Problem to work on: Determine the number of lines in the listing below in which the word "test" is present, and state it without comment.

Recorded data:
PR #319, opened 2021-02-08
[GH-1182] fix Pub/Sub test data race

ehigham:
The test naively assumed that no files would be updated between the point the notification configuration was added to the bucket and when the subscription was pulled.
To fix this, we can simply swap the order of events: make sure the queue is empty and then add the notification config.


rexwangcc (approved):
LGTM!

Answer box: 2